PR #3143, opened 2022-12-21
Fix licenses report mambo jambo

josemigallas:


lib/tasks/licenses.rake
```diff
@@ -4,7 +4,7 @@ namespace :licenses do  # rubocop:disable Metrics/BlockLength
   report_path = Rails.root.join('doc/licenses/licenses.xml')
 
   desc 'Generates a report with the dependencies and their licenses'
-  task :report do
+  task report: :environment do
```
akostadinov, line 7: why?

lib/tasks/licenses.rake
```diff
@@ -39,9 +39,9 @@ namespace :licenses do  # rubocop:disable Metrics/BlockLength
 
   def cli
     @cli ||= begin
-               require 'license_finder'
-               LicenseFinder::CLI::Main.new
-             end
+      require 'license_finder'
+      LicenseFinder::CLI::Main.new
+    end
```
akostadinov, line 44: My automatic indentation made it like before. I like more what you have here. But we should enforce single style somehow.

lib/tasks/licenses.rake
josemigallas: Rubocop changed it:
```
Offenses:

lib/tasks/licenses.rake:7:3: C: [Correctable] Rails/RakeEnvironment: Include :environment task as a dependency for all Rake tasks.
  task :report do
  ^^^^^^^^^^^^
```

lib/tasks/licenses.rake
josemigallas: Rubocop again, changed it:
```
lib/tasks/licenses.rake:44:14: W: [Correctable] Layout/BeginEndAlignment: end at 44, 13 is not aligned with @cli ||= begin at 41, 4.
             end
             ^^^
```

thalesmiguel (approved):

lib/tasks/licenses.rake
akostadinov: Disable that check. It is wrong. See https://github.com/3scale/porta/blob/master/Rakefile#L53-L60

lib/tasks/licenses.rake
akostadinov: Ok, I'll check if it is something local for me. I'm fine with the change.

lib/tasks/licenses.rake
akostadinov: For these tasks also we absolutely don't need `environment`. It is very very strange for me that it tries to enforce a dependency that developer can see whether it is needed or not. It is a bad practice IMO to try loading everything for everything. What is the point of a dependency system then?

josemigallas: OK

akostadinov: Moreover rubocop should be bad practices check, while some people maybe think it has to be a reminder. I dunno why I'm so angry at this check.

josemigallas:
@akostadinov According to Circleci, the report is outdated. Any idea why? Here's the diff after running `rake licenses:report` via ssh:
```
git diff doc/licenses/licenses.xml
diff --git a/doc/licenses/licenses.xml b/doc/licenses/licenses.xml
index 183a3ef..546178f 100644
--- a/doc/licenses/licenses.xml
+++ b/doc/licenses/licenses.xml
@@ -5676,8 +5676,8 @@
         <version>1.2.13</version>
         <licenses>
                       <license>
-              <name>MIT</name>
-              <url>http://opensource.org/licenses/mit-license</url>
+              <name>unknown</name>
+              <url></url>
             </license>
                   </licenses>
       </dependency>
@@ -5686,8 +5686,8 @@
         <version>2.3.2</version>
         <licenses>
                       <license>
-              <name>MIT</name>
-              <url>http://opensource.org/licenses/mit-license</url>
+              <name>unknown</name>
+              <url></url>
             </license>
                   </licenses>
       </dependency>
```

lib/tasks/licenses.rake
```diff
@@ -37,14 +55,8 @@ namespace :licenses do  # rubocop:disable Metrics/BlockLength
 
   private
 
-  def cli
-    @cli ||= begin
-               require 'license_finder'
-               LicenseFinder::CLI::Main.new
-             end
-  end
```
jlledom, line 45: Why remove this and create a new instance of `LicenseFinder::CLI::Main.new` every time?

josemigallas: It won't write the temporary report if I don't create a new instance. Anyway I'm shooting in the dark, trying to make it work, expect weird stuff 💩

jlledom: Is it not reviewable yet?

josemigallas: Very reviewable

Gemfile
```diff
@@ -238,7 +238,7 @@ group :development, :test do
   gem 'bootsnap', '~> 1.4'
   gem 'colorize'
   gem 'factory_bot_rails', '~> 6.2'
-  gem 'license_finder', '~> 7.0.1'
+  gem 'license_finder', '~> 7.1.0'
```
akostadinov, line 241: :muscle:

.rubocop.yml
```diff
@@ -253,3 +253,6 @@ Lint/Debugger:
 
 Naming/RescuedExceptionsVariableName:
   PreferredName: exception
+
+Rails/RakeEnvironment:
+  Enabled: false
```
akostadinov, line 258: why?

lib/tasks/licenses.rake
```diff
@@ -14,19 +16,18 @@ namespace :licenses do  # rubocop:disable Metrics/BlockLength
...
   task :compliance do
-    warn 'Checking license action items...'
-    unless cli.action_items
-      warn '*** License compliance test failed  ***'
-      exit 1
-    end
+    require 'license_finder'
+
+    warn 'Checking action items...'
+    exit(1) unless LicenseFinder::CLI::Main.new.action_items
```
akostadinov, line 22: what is this doing?

lib/tasks/licenses.rake
```diff
@@ -14,19 +16,18 @@ namespace :licenses do  # rubocop:disable Metrics/BlockLength
...
 
     warn 'Checking license report is up to date...'
-    Tempfile.new(report_path.to_s) do |temp_file|
+    Tempfile.create do |temp_file|
```
akostadinov, line 25: shouldn't this be `Tempfile.open`?

josemigallas:
`fsevent` is a package exclusive for OSX, therefore when running license_finder on a Linux machine the licenses aren't found:
```
fsevents, 1.2.13, unknown
fsevents, 2.3.2, unknown
```

The solution is simply to approve these versions manually with `license_finder licenses add fsevents MIT`.

Thanks @thalesmiguel for point this out.

lib/tasks/licenses.rake
josemigallas: Action items is supposed to print a list of licenses that are to be approved. If we ever add a library with a weird license I guess this will warn us about it.

.rubocop.yml
josemigallas: Because https://github.com/3scale/porta/pull/3143#discussion_r1054682728

lib/tasks/licenses.rake
josemigallas: I hope not!

josemigallas: I guess I copy pasted it from somwhere, I can't say there's a big difference:
>create
>Creates a temporary file as usual File object [...]
>If a block is given, then a File object will be constructed, and the block is invoked with the object as the argument. >The File object will be automatically closed and the temporary file is removed after the block terminates. The call >returns the value of the block.

>open
>Creates a new Tempfile [...]
>If a block is given, then a [Tempfile](https://ruby-doc.org/stdlib-2.5.3/libdoc/tempfile/rdoc/Tempfile.html) object will >be constructed, and the block is run with said object as argument. The [Tempfile](https://ruby-doc.org/stdlib->2.5.3/libdoc/tempfile/rdoc/Tempfile.html) object will be automatically closed after the block terminates. The call >returns the value of the block.

lib/tasks/licenses.rake
akostadinov: But the shouldn't it be something like `exit(1) if LicenseFinder::CLI::Main.new.action_items.present?`.

Also Perhaps print action items out but this can be for another time.

lib/tasks/licenses.rake
akostadinov: hmm, with a block it seems `#create` is the recommended way. `#open` should also work though. Cool.

lib/tasks/licenses.rake
josemigallas: Unless I've got it wrong, which is highly possible, `#action_items` will print everything and return an IO object. Otherwise it will return nothing. I may be wrong, I am not sure how to reproduce it.

jlledom: To make it fail you just need to remove any approved license (e.g. MIT) from `dependency_decisions.yml`. I removed MIT, ran `rake licenses:compliance` and saw this error:

```
Dependencies that need approval:
3scale_client, 2.11.0, MIT
@babel/code-frame, 7.18.6, MIT
@babel/compat-data, 7.14.7, MIT
@babel/compat-data, 7.19.0, MIT
@babel/core, 7.14.6, MIT
@babel/generator, 7.19.0, MIT
...
```

`LicenseFinder::CLI::Main.new.action_items` exits the task when it finds a not-approved license, it returns nothing otherwise:

https://github.com/pivotal/LicenseFinder/blob/master/lib/license_finder/cli/main.rb#L133-L147

So, between `if ... .present?` and `unless`, the right answer is: it doesn't matter, you can just call it directly
```suggestion
    LicenseFinder::CLI::Main.new.action_items
```
It will `exit(1)` when not complying and continue to the up-to-date test otherwise.

lib/tasks/licenses.rake
```diff
@@ -1,10 +1,12 @@
 # frozen_string_literal: true
 
 namespace :licenses do  # rubocop:disable Metrics/BlockLength
-  report_path = Rails.root.join('doc/licenses/licenses.xml')
+  report_path = Rails.root.join('doc/licenses/licenses.xml').freeze
 
   desc 'Generates a report with the dependencies and their licenses'
   task :report do
+    require 'license_finder'
```
jlledom, line 8: You don't need the `require`, rails should make that job for you. I tried removing it and it works

lib/tasks/licenses.rake
thalesmiguel: Wait... So `LicenseFinder::CLI::Main.new.action_items` will `exit(0)` if there are no dependencies to be approved and `exit(1)` if there's any. I don't think checking the value it returns will work. 
It must be returning an object of `<IO:<STDOUT>>`, which should always be present 🤔 Like `STDOUT.present? #=> true`.
Also, as this `action_items` always exits, I'd expect this rake task to exit as well when `action_items` is called...
Maybe we should call this method with a rescue for `SystemExit`. Then we can check the exit code status with something like like:
```ruby
LicenseFinder::CLI::Main.new.action_items
rescue SystemExit => error
  error.status #=> should be 0 or 1
end
```

lib/tasks/licenses.rake
akostadinov: maybe in the past we had `require: false` in the Gemfile. I think it is good to have `require: false` in the Gemfile actually. But if we don't, then the `require 'license_finder'` is indeed not needed.

lib/tasks/licenses.rake
josemigallas: After further investigation I've found out that `LicenseFinder::CLI::Main.new.action_items` will abort the rake task if there are any action items. IMHO it doesn't make sense to check the returned `IO:STDOUT`, because if the task doesn't stop it means there aren't any pending actions items 😄 .

akostadinov (approved):

jlledom (approved):

thalesmiguel (approved):
🚀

○ ○ ○ ○

In the records, which lines use the word "Correctable"? Report them.

lib/tasks/licenses.rake:7:3: C: [Correctable] Rails/RakeEnvironment: Include :environment task as a dependency for all Rake tasks.
lib/tasks/licenses.rake:44:14: W: [Correctable] Layout/BeginEndAlignment: end at 44, 13 is not aligned with @cli ||= begin at 41, 4.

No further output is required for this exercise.